1Dans l’extrême nord de la République du Chili, la région de Tarapacà (1ère Région) est frontalière du Pérou au nord et de la Bolivie à l’est. Elle partage cette particularité avec la région d’Antofagasta (2e Région) située immédiatement au sud et qui jouxte à la fois la Bolivie et l’Argentine. Ces frontières se sont définitivement stabilisées au début du XXe siècle. Ainsi, à cette époque, des lignes ont été tracées marquant avec force les limites socio-spatiales de ces trois pays voisins alors, en concurrence géopolitique. Les coupures territoriales générées ont été adoucies par la mise en place de "passages" introduisant des points de continuité territoriale. Ces passages ont ainsi permis de nécessaires échanges évitant des enfermements dangereux tant au niveau politique qu'économique. Certains de ces passages ont été enrichis d'une dimension socio-économique et sont devenus des zones d'échanges. Cet article a pour ambition de retracer ce processus de construction de frontières et des zones qui leur sont rattachées.

Des lieux et des hommes

2La Région de Tarapacá est la plus septentrionale du Chili et a, comme lui, une configuration tout à fait unique. Elle s’étend du nord au sud entre les parallèles 17°30' et 21°39' S et, d’est en ouest entre le méridien 68°25' W et l’Océan Pacifique. Sa superficie est de 59 099 km2.

3On distingue quatre grandes zones géographiques d’orientation méridienne, soit, d’ouest en est :

  • Les plaines littorales, d’étendue très réduite et pratiquement ininterrompues du nord au sud. On y trouve les deux villes les plus importantes de la région : Arica et Iquique.

  • La Cordillère de la Côte, une chaîne abrupte, composée de bassins intérieurs connus comme « salines » (Salar). Au nord, ses contreforts descendent jusqu’aux plaines littorales et la mer.

  • La Dépression Intermédiaire, une aire séparant les deux massifs. Elle offre généralement un paysage de « pampas ».

  • La Cordillère des Andes, immense plan incliné passant d’une altitude de 2 400 m jusqu’aux hauts plateaux situés à 4 000 m. Ceux-ci forment « l’Altiplano » d’où ressortent des volcans élevés formant des cordons isolés.

4D’un point de vue administratif, la région est divisée en 3 provinces, celle d’Arica (composée des communes d’Arica et Camarones), celle de Parinacota (de Putre et General Lagos), et celle d’Iquique (Iquique, Camiña, Colchane, Huara, Pica et Pozo Almonte). Chacune de ces provinces a au moins une de ses limites frontière internationale soit avec le Pérou soit avec la Bolivie (fig. 1).
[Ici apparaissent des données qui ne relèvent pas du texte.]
Issue #5793, opened 2023-02-22
REST HTTP Header "Content-Disposition" used entirely as filename


veso0308:
### Expected Behavior

When downloading a file from a source which has following header:
`Content-Disposition: attachment; filename=bambi.csv`
The filename should be `bambi.csv`

### Actual Behavior

Actually when downloading a file, the name is not `bambi.csv`, but `attachment; filename=bambi.csv`.

### Reproduction Steps

Do to the desired resource which provides a resource with an header like:
`Content-Disposition: attachment; filename=bambi.csv`
Click on the arrow next to the "Send" button and click on "Download After Send", then choose a destination folder.
After this click on the now changed button "Download".
You will see, the output on the right: `Saved to _<DESTINATIONFOLDER>_\attachment; filename=bambi.csv`

### Is there an existing issue for this?

- [X] I have searched the [issue tracker](https://www.github.com/Kong/insomnia/issues) for this problem.

### Insomnia Version

2022.7.5

### What operating system are you using?

Windows

### Operating System Version

Windows 10 Enterprise 21H2

### Installation method

download from insomnia.rest

v4rn:
Can I pick this issue?

veso0308:
> Can I pick this issue?

Sure you can!

schopr9:
looks like this is [fixed](https://github.com/Kong/insomnia/pull/6159) and can be closed. @veso0308

danrodagu:
It doesn't seem working on the last version of the Windows client at least. The filename remains empty to be manually set, or uses the last filename used

PR #6159, opened 2023-07-16
fix(download): properly parse content-disposition filename

### LINKED ISSUE #4252: Filename is incorrectly determined from Content-Disposition header
### Expected Behavior

When saving a file, I expect the filename to be named according to the Content-Disposition header.

GIven a Content-Disposition header of 'attachment; filename="foo.json"', I expect the saved file to be named "foo.json"

### Actual Behavior

The file is named according to the entire contents of "Content-Disposition" and not just the filename.

In the above example, the file is named 'attachment; filename="foo.json"'

### Reproduction Steps

1. Create a get request for an endpoint that will return a Content-Disposition header
2. Right click on "Request" and select "Start auto-download"
3. Choose a directory location
4. Click download

### Additional Information

The bug occurs on [this line](https://github.com/Kong/insomnia/blob/177d6adf38852aae2aef72717fa28dc4d9fef35e/packages/insomnia-app/app/ui/containers/app.tsx#L770) where the entire contents of the header is used, rather than being parsed to see if it contains a filename.

Please note the following recommendations [from MDN](https://developer.mozilla.org/en-US/docs/Web/HTTP/Headers/Content-Disposition) on handling of the filename directive of this header:

> Is followed by a string containing the original name of the file transmitted. The filename is always optional and must not be used blindly by the application: path information should be stripped, and conversion to the server file system rules should be done. This parameter provides mostly indicative information. When used in combination with Content-Disposition: attachment, it is used as the default filename for an eventual "Save As" dialog presented to the user.

### Insomnia Version

2021.6.0

Ubuntu

### Operating System Version

Ubuntu 20.04.2

### Installation method

download from insomnia.rest

_No response_

micc83:
Hi, first of all thank you for Insomnia, I love it's simplicity of use.

This PR should fix the issue with content-disposition not being parsed on file download so that the entire content-disposition was used to name the downloaded file.
### Steps to reproduce:
* GET `https://images.pexels.com/photos/17490386/pexels-photo-17490386.jpeg`
* Select "Download after send" or "Send and download" from the "Send" dropdown

Before this PR the file would have been downloaded with the following name:
```
path/attachment;filename="pexels-anastasiia-chaikovska-17490386.jpg"
```
After:
```
path/pexels-anastasiia-chaikovska-17490386.jpg
```
This is my first PR to the repo (actually haven't been doing much open source lately, but feels good to be back) so I'm not sure I did everything right, also not sure where tests lies, if you point me out I'd be glad to add some.

One last thing. I tried to keep my changes as small as possible but as I see that `getContentDispositionHeader` is used only here we might rename it to `getFilenameFromContentDisposition` and move all the logic there (we could also wrap all the implementation in a try catch returning null on error so to be sure that the impact of malformed content-disposition or any issue with the external library would be minimal).

Closes #4252 #5793


alan-m-thomas:
haustorium Keibler lekshmipura

jackkav (approved):

filfreire:
@micc83 you can claim a free tshirt for this PR contribution - find more at https://konghq.com/community/open-source-contribution

micc83:
Lovely, thank you @filfreire!

danrodagu:
It doesn't seem working on the last version of the Windows client at least. Just keep the filename as empty to be manually set, or uses the last filename used

PR #6160, opened 2023-07-16
Add feature: Plugins update

NickRimmer:
Hi guys,

I'm thrilled to suggest a new feature for Insomnia! This feature will make updating installed plugins easier and more intuitive for all users. Previously, the update process required a bit of maneuvering, as users had to reinstall their plugins. I've essentially added a touch of UI enhancement to streamline this process. I'm eager to hear everyone's feedback on this!

### DIFF
--- a/packages/insomnia/src/ui/components/settings/plugins.tsx
+++ b/packages/insomnia/src/ui/components/settings/plugins.tsx
@@ -106,6 +106,9 @@ export const Plugins: FC = () => {
     }
 
     // update plugins
+    updates.message = 'Downloading updates...';
+    setState(state => ({ ...state, updates }));
+
     for (const update of updates.plugins.filter(p => p.status === 'pending')) {
       update.status = 'in-progress';
       setState(state => ({ ...state, updates }));
@@ -123,6 +126,7 @@ export const Plugins: FC = () => {
     }
 
     await refreshPlugins();
+    updates.message = 'Updates complete';
     updates.completed = true;
     setState(state => ({ ...state, updates }));
   }
--- a/packages/insomnia/src/ui/components/settings/plugins.tsx
+++ b/packages/insomnia/src/ui/components/settings/plugins.tsx
@@ -84,7 +84,7 @@ export const Plugins: FC = () => {
 
     // build the list of plugins to udpate
     plugins = plugins.filter(plugin => plugin.directory);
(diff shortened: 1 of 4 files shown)


packages/insomnia/src/ui/components/settings/plugins.tsx
```diff
@@ -160,6 +232,33 @@ export const Plugins: FC = () => {
...
+            </button>
+          )}
+
+          <div>
+            <p style={{ marginBottom: 5 }}>{updates.message}</p>
+            <ul>
+              {updates.plugins.map(update => (
+                <li key={update.name}>
+                  <span style={{ marginRight: 5 }}>
+                    {update.status === 'in-progress' && (<i className="fa fa-refresh fa-spin" title="Updating in progres" />)}
```
bbbco: `progres` => `progress`

packages/insomnia/src/ui/components/settings/plugins.tsx
```diff
@@ -160,6 +232,33 @@ export const Plugins: FC = () => {
...
+                    {update.status === 'error' && (<i className="fa fa-exclamation-triangle" style={{ color: 'var(--color-warning)' }} title={update.statusMessage ?? 'Plugin cannot be udpated'} />)}
```
bbbco: `Plugin cannot be udpated` => `Plugin cannot be updated`

packages/insomnia/src/ui/components/settings/plugins.tsx
NickRimmer: Oh, thank you, updated (;

packages/insomnia/src/ui/components/settings/plugins.tsx
NickRimmer: Thank you \~_\~ updated

HeatherLemieux:
I think this is a great feature, thank you so much for your work on this! However, `Check Updates` implies that it will only `Check` whether there are updates or not and present that information to me. I would actually prefer that approach as well. I don't want all my plugins to be updated without me being able to first review. Ideally, I would be able to click `Check Updates`, see what plugins have updates available, and then be able to individually pick and choose which plugins will get updated.

NickRimmer:
As no one from Insomnia team reacted so far, I'm closing my PR

PR #6193, opened 2023-07-25
chore: use npm workspaces (herecles)

filfreire:
## TODO

- [x] replace version script to get version (equivalent to old `lerna version`)
- [x] inso package uses the wrong node version, either use electron or rebuild with node18(v108) from remote
- [x] fix import paths of workspaces?
- [x] lint
- [x] build
- [x] test (fails)
- [x] type-check (currently fails)
- [x] package (packaged app fails to fully boot)
- [x] inso tests
- [x] inso package
- [x] smoke tests (app fails to fully boot)
- [x] app-start

future work
- [x] remove iteration and alpha options in github actions
- [x] document new inso dx `node_modules/.bin/node-pre-gyp install --update-binary --directory node_modules/@getinsomnia/node-libcurl`
- [ ] remove duplicate deps in workspaces
- [ ] less tsconfigs please
- [ ] prettier > eslint-typescript
- [ ] vitest > jest

Closes INS-2867

## issues

- release process with npm version rather than leran version encourages a more conventional approach where its not required to set the iteration version, rather it is calculated
- on CI we get `FATAL ERROR: Reached heap limit Allocation failed - JavaScript heap out of memory` and have to force the `--max_old_space_size` flag
- `build` doesn't seem to run as fast locally - also in subsequent runs it rebuilds everything from scratch
- running dev without a build step makes bundling inso with a build step more painful, perhaps its better to remove the build step from inso or simplify it, since it currently forces us to have tsconfigs lying around everywhere
- would be nice if we could replace ts-jest with vitest in order to get support for ts 5, more speed and better upstream support


jackkav (approved):
🎸

PR #6223, opened 2023-08-04
chore: force window size on smoke tests

filfreire:


filfreire:
closing for now, we'll need to recheck this later

PR #6448, opened 2023-09-05
chore: increase electron-builder compression to maximum

filfreire:


filfreire:
@Kong/team-insomnia closing this one, not worth taking into consideration for the time being.

 There's negligible save in size when using the maximum compression option and the packaging for example for release-recurring increases from 20 mins to 30 mins.

PR #6471, opened 2023-09-08
Update settings.ts to default not send user data

andreseloysv:
Let the users choose if they want to help improve the software or not


filfreire:
@andreseloysv thank you for suggesting this, we won't be taking this change at the moment

PR #7187, opened 2024-03-18
fix: Export popup has small z-index [INS-3640]

### LINKED ISSUE #7176: Export popup has small z-index
### Expected Behavior

1) Go to «Preferences → Data»
2) Click to «Export the collection»

### Actual Behavior

Export dialog is not showing. If enable Electron's devtools, find there a dialog and add to it z-index couple of zeros it appeared

### Reproduction Steps

_No response_

### Additional Information

Video with steps to reproduce (in case of problems with playing [direct link to this video](https://inoy.dev/files/Insomnia%202024%20export.mp4)):

https://github.com/Kong/insomnia/assets/1235286/37e44f8e-902c-4d9f-8d89-4ed758c87380

### Insomnia Version

8.6.1

Windows

### Operating System Version

Windows 11

### Installation method

Downloaded from Github releases

Latest 2022 version (don't remember wich exactly)
```[tasklist]
### Tasks
```

CurryYangxx:
Close #7176 

Changes

- remove the global variable(globalZIndex) in base modal component
- add a new hook to admin every modal z-index(Even without using the base modal component)
- change the export request modal z-index, use globalModalZIndex instead

How to test

- Click Preferences → Data -> Export the collection, and you can see the export modal

### DIFF
--- a/packages/insomnia/src/ui/components/modals/settings-modal.tsx
+++ b/packages/insomnia/src/ui/components/modals/settings-modal.tsx
@@ -41,7 +41,7 @@ export const SettingsModal = forwardRef<SettingsModalHandle, ModalProps>((props,
   }), []);
 
   return (
-    <Modal ref={modalRef} tall {...props}>
+    <Modal className='!z-10' ref={modalRef} tall {...props}>
       <ModalHeader>
         {getProductName()} Preferences
         <span className="faint txt-sm">


ihexxa (dismissed):
Thanks for the quick fix, good job👍.

jackkav (commented):
~~Rather than syncing the zlndex's with a hook we could try to remove the zindex settings?~~ @gatzjames ?

gatzjames (commented):
We are moving away from the base/modal and using react-aria-components modals instead.
I'd suggest changing the settings-modal.tsx to have the same z-index as other modals instead.

In [settings-modal.tsx](https://github.com/gatzjames/insomnia/blob/cf9908a6a358a93131339b74ae985c05f150829c/packages/insomnia/src/ui/components/modals/settings-modal.tsx#L44) line 44
```js
<Modal className='!z-10' ref={modalRef} tall {...props}>
   ...
</Modal>
```
That way the last modal to open will always be on top and there's no need to keep calculations in state.

CurryYangxx:
> We are moving away from the base/modal and using react-aria-components modals instead. I'd suggest changing the settings-modal.tsx to have the same z-index as other modals instead.
> 
> In [settings-modal.tsx](https://github.com/gatzjames/insomnia/blob/cf9908a6a358a93131339b74ae985c05f150829c/packages/insomnia/src/ui/components/modals/settings-modal.tsx#L44) line 44
> 
> ```js
> <Modal className='!z-10' ref={modalRef} tall {...props}>
>    ...
> </Modal>
> ```
> 
> That way the last modal to open will always be on top and there's no need to keep calculations in state.

This way works. And do we have other similar scenes that import the base/modal? I'm worried that if there are similar scenes that are not covered by the same z-index, there may be the same issue. @gatzjames

gatzjames (approved):

gatzjames:
> This way works. And do we have other similar scenes that import the base/modal? I'm worried that if there are similar scenes that are not covered by the same z-index, there may be the same issue. @gatzjames

There are definitely more modals that use the previous approach.
I don't think there are other cases where we have this issue especially since opening a modal on top of another modal is offering a bad UX. So our goal is to eliminate these issues by migrating these modals instead of investing more on the previous approach

PR #7192, opened 2024-03-20
feat(session): Store session data in the db instead of LocalStorage

gatzjames:
Local Storage is not reliable to persist data across app restarts.

Highlights:
- [x] Creates a new model in the database to persist the user session
- [x] Uses the new database model in the app instead of Local Storage to read/write the session
- [x] Migrate existing sessions stored in local storage to the db?

Closes INS-3633

Next steps:
- [ ] Cleanup the session module and simplify the logic
- [ ] On later versions remove the migration from localStorage
- [ ] On unauthorised response from our API we should log out the user
- [ ] Explore multi-database per account or similar approach

### DIFF
--- a/packages/insomnia/src/account/session.ts
+++ b/packages/insomnia/src/account/session.ts
@@ -40,8 +40,8 @@ export interface SessionData {
   encPrivateKey: crypt.AESMessage;
 }
 export function onLoginLogout(loginCallback: LoginCallback) {
-  window.main.on('loggedIn', () => {
-    loginCallback(isLoggedIn());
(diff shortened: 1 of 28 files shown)


marckong:
@gatzjames will the user model be excluded from the git and cloud syncs?

gatzjames:
> @gatzjames will the user model be excluded from the git and cloud syncs?

Correct it's not shared like the settings model

marckong (dismissed):

marckong (approved):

5La population de la région est passée, selon les estimations, de 339 579 habitants en 1992 à 405 183 en 2001, soit un taux d’accroissement de 19 % en dix ans. Cette évolution a surtout été marquée par un exode rural important qui a profité essentiellement aux deux grandes villes (Iquique et Arica), la population rurale ne représentant plus que 5 %.

6La région transfrontalière de l’Altiplano andin est la zone d’habitat naturel ou historique du peuple aymara. La partie chilienne de cette ethnie s’est diffusée dans l’ensemble de la région sous la double contrainte d’une explosion démographique et de la capacité limitée de la production agricole traditionnelle. Ainsi, depuis les années 1950, on observe une stagnation de la population rurale aymara, malgré des taux de fécondité élevés. La mobilité forte et constante depuis la 2e moitié du XXe siècle a fait que les deux tiers de la population aymara chilienne vivent en ville.

7Ces mobilités ont, d’une part, affecté l’économie traditionnelle et, d’autre part, remis en cause les fondements sociaux, culturels, religieux et linguistiques du groupe ; ainsi la langue originelle aymara ne compte-t-elle plus que 40 % de locuteurs dans le groupe. Malgré tout, la communauté aymara se présente comme un groupe spécifique et fonde ses particularismes sur le maintien de certaines caractéristiques notamment dans le système parental, la gestion des terres, le maintien de certaines formes d’expression religieuses (fêtes des saints patrons par exemple) et sur les relations entretenues avec les communautés aymaras péruviennes et boliviennes. L’Altiplano apparaît ainsi comme le cadre géographique privilégié de cette sorte de résistance culturelle.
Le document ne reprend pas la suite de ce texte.